Still further, I revisited your firm bio and noted a sentence that may explain much of your behaviors, “Prior to joining Epstein Becker Green, Mr. Pope was a law clerk to Judge Howell W. Melton of the U.S. District Court for the Middle District of Florida and a partner in a New York City-based litigation boutique firm.” (emphasis mine, bio link below)
There was no listing today on Tommy’s Orange County Internet case records of your having filed an appeal of the denial of the DNA tests. I insist that you appeal immediately, and file a very belated Motion for Sanctions for Attorney Misconduct.
Prosecutorial misconduct keeps actual killers on the streets and is serial in Central Florida, and you would be ill-advised to mistake the media’s contentment with that state of affairs as public acceptance.
Per some of the Cc:d parties addresses, I am continuing to pursue the retroactive revocation of Bar association tax exemptions at the local, state and national level, and continuing to seek federal legislation that erases U.S. Supreme Court overreaches in creating unequal justice in Imbler v Pachtman (1976) and Van de Kamp v Goldstein (1977), confirmed in Connick v Thompson (2011). The Justices overreaches allow prosecutors and their supervisors deliberate misconduct to be addressed at the Bar’s discretion, in secret, with the lame punishment of a career change via disbarment being their harshest punishment, while ordinary individuals committing the same offenses before the tribunal are subject to charge and trial in open court, and imprisonment if convicted.

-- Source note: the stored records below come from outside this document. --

PR #1517, opened 2022-09-06
remove uniqueness test on hash for optimism transactions

soispoke:

*For Dune Engine V2*
I've checked that:
General checks:

Join logic:

Incremental logic:

### DIFF
--- a/models/base_sources/optimism_base_sources.yml
+++ b/models/base_sources/optimism_base_sources.yml
@@ -10,7 +10,7 @@ sources:
       - name: transactions
         tests:
           - unique:
-              column_name: "(tx_hash || '-' || hash || '-' || block_number)"
+              column_name: "(hash || '-' || block_number)"
         loaded_at_field: block_time
         description: "An Optimism transaction refers to an action initiated by an externally-owned account (i.e., an account managed by a human, not a contract)."
         columns:
--- a/models/base_sources/optimism_base_sources.yml
+++ b/models/base_sources/optimism_base_sources.yml
@@ -8,6 +8,9 @@ sources:
       warn_after: { count: 12, period: hour }
     tables:
       - name: transactions
+        tests:
+          - unique:
+              column_name: "(tx_hash || '-' || hash || '-' || block_number)"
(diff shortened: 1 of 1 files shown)


chuxinh:
Thanks for this! 
I think it'd be better instead of dropping unique_ids unique test, we should instead update the unique id to `tx_hash` and `block number` instead. That also means the table needs a rebuild if necessary?

soispoke (commented):
@chuxin we wouldn't need to rebuild the table, we could change the test to something similar to the commit I last pushed. However, the trace_address doesn't seem to be a column in the transactions table ? (so we can't use it as a unique id)

chuxinh:
> @chuxin we wouldn't need to rebuild the table, we could change the test to something similar to the commit I last pushed. However, the trace_address doesn't seem to be a column in the transactions table ? (so we can't use it as a unique id)

ohhh i got confused here. thought you were referring to `transfer_optimism_eth`. yea that looks good to me!

chuxinh:
is this going to re-enable of incremental build for `transfers_optimism.eth` after merge?
it's been paused since Aug 27

soispoke:
@chuxinh ok great, will merge today then 👍

And unfortunately I think the pause on optimism is due to other factors not related to this particular issue

chuxinh:
just wonder is there's any error or issue that's blocking the incremental build of `transfers_optimism.eth`?

soispoke:
Opened a PR here #1522 to improve the incremental filters, let's also wait for @aalan3 or @jeff-dude's inputs to make sure there aren't any other issues with that table

jeff-dude:
updated the unique test to remove ```tx_hash``` which doesn't exist on base table, results pass

jeff-dude:
> @chuxinh Opened a PR here #1522 to improve the incremental filters, let's also wait for @aalan3 or @jeff-dude's inputs to make sure there aren't any other issues with that table

this PR looks good (and it's merged already), plus dbt shows that this model has been refreshing today 👍

jeff-dude (approved):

Bar associations nationwide betray the public daily by ignoring prosecutorial and supervisory misconduct, seldom facilitating a career change. The Bar hasn’t just cost the public billions in unnecessary court, incarceration and compensation costs in unraveling frame-ups like that of Ramos, Dedge and Dillon, they have caused deaths and bloodshed by actual killers and rapists remaining free to do further harm, along with dangerous coached jailhouse informants that prosecutors have a penchant to deploy in trade for “walks” or light sentences.
It is not unreasonable – given the media’s behaviors in Bennett’s now-related frame-up – for there to be a class action suit against their officers and legal staffs; they have recklessly endangered and defrauded their subscribers, advertisers and shareholders for decades. Had the Orlando Sentinel been remorseful of their deeply dishonest 1984 portrayal of Bennett’s frame-up, they would have long ago honed in on the tainted transfer, forcing Governor Crist to make a reassignment to a circuit that had not used Preston, long before Governor Scott took office and opted in to conviction corruption.
My 150+ blog posts have had over 6,500 hits. Statistics indicate I have readers in Australia, Spain, Great Britain, Brazil, Russia, France, Canada, etc. My blog provides links to three books that detail Tommy’s innocence, and statistics indicate they have been utilized. And I’m not the only one who is blogging about Tommy.
Like Bennett, Tommy was obviously framed, and now their cases are entwined: I insist that you defend Tommy better than I defended myself pro se before another corrupt Florida judge … it is my Florida tax dollars – not your New York tax dollars – funding Tommy’s and Bennett’s persecutions in lieu of prosecutions and continued wrongful incarcerations. On the same basis, the courtesy of a reply stating your intentions is indicated. Thank you.